Saved entries:
--*--

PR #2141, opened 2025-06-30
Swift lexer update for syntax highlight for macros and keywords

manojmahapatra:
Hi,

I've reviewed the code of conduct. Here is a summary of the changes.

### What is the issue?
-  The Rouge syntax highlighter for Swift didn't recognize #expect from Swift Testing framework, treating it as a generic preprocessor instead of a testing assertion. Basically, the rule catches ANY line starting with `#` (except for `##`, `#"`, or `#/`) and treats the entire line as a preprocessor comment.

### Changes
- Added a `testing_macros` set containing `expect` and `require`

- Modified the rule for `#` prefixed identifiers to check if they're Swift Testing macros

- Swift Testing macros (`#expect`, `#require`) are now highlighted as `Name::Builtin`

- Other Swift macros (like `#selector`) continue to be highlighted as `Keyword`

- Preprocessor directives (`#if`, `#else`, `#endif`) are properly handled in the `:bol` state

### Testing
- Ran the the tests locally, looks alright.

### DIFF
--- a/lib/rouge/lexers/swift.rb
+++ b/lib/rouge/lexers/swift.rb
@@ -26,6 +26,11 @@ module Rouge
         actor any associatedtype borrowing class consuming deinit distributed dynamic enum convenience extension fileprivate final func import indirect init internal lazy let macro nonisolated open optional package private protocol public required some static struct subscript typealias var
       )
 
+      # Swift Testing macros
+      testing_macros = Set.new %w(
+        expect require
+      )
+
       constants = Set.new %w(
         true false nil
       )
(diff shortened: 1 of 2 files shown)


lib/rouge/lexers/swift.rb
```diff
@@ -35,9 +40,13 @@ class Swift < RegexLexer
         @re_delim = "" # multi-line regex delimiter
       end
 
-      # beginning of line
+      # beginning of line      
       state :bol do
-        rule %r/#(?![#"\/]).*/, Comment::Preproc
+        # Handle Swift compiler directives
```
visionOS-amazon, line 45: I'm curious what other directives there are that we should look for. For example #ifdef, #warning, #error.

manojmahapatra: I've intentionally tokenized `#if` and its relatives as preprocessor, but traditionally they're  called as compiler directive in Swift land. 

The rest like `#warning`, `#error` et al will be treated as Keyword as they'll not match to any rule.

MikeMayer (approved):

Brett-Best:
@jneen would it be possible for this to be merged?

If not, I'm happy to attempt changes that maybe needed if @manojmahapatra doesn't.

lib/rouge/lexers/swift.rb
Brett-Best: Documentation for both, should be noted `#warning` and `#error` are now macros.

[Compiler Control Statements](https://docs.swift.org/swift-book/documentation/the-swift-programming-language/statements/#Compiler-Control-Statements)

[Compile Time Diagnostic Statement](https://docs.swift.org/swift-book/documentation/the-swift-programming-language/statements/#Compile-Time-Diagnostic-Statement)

--*--

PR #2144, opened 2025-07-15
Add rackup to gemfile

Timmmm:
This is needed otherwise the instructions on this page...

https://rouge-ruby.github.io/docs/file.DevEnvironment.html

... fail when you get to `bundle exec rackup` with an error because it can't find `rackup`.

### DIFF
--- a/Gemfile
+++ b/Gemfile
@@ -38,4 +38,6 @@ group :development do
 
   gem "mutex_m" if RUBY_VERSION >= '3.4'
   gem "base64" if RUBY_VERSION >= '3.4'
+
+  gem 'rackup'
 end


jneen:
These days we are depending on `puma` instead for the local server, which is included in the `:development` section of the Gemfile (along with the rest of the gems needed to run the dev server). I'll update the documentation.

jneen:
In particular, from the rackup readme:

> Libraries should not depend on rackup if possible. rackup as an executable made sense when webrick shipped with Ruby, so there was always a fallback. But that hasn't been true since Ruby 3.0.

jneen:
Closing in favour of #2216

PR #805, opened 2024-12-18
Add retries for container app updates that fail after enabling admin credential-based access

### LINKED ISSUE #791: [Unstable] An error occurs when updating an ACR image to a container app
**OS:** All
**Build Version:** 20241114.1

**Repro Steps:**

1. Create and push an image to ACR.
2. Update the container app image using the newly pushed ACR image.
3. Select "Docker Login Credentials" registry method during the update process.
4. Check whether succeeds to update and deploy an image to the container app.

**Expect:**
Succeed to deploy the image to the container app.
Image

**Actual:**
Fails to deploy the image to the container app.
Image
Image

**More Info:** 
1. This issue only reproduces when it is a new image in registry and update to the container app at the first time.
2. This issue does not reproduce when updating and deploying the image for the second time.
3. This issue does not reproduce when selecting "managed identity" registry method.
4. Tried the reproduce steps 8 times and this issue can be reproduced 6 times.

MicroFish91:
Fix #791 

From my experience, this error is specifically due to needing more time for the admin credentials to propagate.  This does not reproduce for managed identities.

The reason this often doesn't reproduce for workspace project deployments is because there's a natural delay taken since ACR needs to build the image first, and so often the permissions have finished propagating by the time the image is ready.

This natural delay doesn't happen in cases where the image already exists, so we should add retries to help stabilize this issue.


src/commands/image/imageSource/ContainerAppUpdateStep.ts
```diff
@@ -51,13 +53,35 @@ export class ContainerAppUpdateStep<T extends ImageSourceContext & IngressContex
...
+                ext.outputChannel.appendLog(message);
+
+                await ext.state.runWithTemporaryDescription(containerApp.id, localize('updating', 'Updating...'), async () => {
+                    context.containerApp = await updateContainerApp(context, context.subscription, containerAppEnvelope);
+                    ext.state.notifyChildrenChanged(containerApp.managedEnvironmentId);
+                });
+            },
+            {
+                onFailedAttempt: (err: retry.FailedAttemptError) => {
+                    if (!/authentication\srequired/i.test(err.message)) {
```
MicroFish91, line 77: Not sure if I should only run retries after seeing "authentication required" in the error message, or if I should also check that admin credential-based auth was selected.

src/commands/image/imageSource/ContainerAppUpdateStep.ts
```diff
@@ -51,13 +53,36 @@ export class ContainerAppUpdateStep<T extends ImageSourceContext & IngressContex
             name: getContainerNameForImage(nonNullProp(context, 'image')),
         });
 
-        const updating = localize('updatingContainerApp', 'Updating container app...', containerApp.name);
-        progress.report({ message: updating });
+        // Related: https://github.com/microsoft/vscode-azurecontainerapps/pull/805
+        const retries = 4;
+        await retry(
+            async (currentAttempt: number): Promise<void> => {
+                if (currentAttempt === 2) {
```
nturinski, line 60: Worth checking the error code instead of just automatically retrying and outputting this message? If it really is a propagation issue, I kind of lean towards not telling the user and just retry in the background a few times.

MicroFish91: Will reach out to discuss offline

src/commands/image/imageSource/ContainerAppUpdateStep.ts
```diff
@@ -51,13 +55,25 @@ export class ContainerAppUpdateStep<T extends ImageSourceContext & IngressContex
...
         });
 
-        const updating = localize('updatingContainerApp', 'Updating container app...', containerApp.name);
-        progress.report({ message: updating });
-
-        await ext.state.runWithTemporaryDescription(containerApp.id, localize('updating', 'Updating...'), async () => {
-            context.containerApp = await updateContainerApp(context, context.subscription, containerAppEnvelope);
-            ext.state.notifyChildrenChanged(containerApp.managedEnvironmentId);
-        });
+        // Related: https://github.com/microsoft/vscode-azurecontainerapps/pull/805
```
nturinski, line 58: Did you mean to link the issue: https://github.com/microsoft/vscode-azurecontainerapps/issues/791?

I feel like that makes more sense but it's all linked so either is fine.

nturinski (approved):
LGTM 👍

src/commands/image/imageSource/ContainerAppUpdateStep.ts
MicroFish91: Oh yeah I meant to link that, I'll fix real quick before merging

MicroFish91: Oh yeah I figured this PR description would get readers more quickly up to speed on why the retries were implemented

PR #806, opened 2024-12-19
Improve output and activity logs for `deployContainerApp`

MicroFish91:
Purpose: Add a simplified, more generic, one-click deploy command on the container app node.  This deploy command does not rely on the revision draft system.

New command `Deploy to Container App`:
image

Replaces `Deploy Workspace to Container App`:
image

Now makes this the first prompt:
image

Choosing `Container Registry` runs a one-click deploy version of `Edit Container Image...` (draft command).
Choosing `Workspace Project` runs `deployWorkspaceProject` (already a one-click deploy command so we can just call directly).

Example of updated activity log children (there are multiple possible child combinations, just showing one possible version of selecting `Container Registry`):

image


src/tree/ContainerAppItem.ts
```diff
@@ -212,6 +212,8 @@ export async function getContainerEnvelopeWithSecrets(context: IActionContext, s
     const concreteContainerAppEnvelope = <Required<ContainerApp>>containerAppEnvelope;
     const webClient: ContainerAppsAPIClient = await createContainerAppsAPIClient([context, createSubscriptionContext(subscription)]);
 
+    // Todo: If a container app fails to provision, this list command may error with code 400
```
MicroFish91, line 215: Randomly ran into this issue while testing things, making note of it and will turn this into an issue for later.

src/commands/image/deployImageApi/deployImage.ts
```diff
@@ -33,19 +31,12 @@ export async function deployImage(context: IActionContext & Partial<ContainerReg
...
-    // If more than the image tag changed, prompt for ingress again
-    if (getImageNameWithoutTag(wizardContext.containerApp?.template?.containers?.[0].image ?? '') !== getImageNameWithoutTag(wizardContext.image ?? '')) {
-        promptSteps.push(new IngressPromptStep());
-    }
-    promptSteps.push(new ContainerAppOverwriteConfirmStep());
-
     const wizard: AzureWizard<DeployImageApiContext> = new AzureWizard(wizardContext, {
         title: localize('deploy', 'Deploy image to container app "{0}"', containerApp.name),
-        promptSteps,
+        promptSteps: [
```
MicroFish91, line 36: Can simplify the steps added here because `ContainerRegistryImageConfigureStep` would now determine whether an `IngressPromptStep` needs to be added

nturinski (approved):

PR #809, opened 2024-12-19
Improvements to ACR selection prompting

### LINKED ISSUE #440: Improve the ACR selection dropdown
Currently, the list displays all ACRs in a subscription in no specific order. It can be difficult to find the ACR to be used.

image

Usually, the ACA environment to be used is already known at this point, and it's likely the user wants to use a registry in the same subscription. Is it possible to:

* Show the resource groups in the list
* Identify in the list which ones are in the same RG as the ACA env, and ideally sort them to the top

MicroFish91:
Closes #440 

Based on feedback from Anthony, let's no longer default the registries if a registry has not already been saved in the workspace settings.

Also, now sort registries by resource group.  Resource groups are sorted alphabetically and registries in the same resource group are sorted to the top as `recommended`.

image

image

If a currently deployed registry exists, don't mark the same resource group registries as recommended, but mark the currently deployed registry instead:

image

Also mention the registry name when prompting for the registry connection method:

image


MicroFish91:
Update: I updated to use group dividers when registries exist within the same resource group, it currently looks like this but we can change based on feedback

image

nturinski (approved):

--*--

### What the task requires
Pull out all lines containing the word "beginning" from the entries above.

### Task answer
-      # beginning of line
+      # beginning of line      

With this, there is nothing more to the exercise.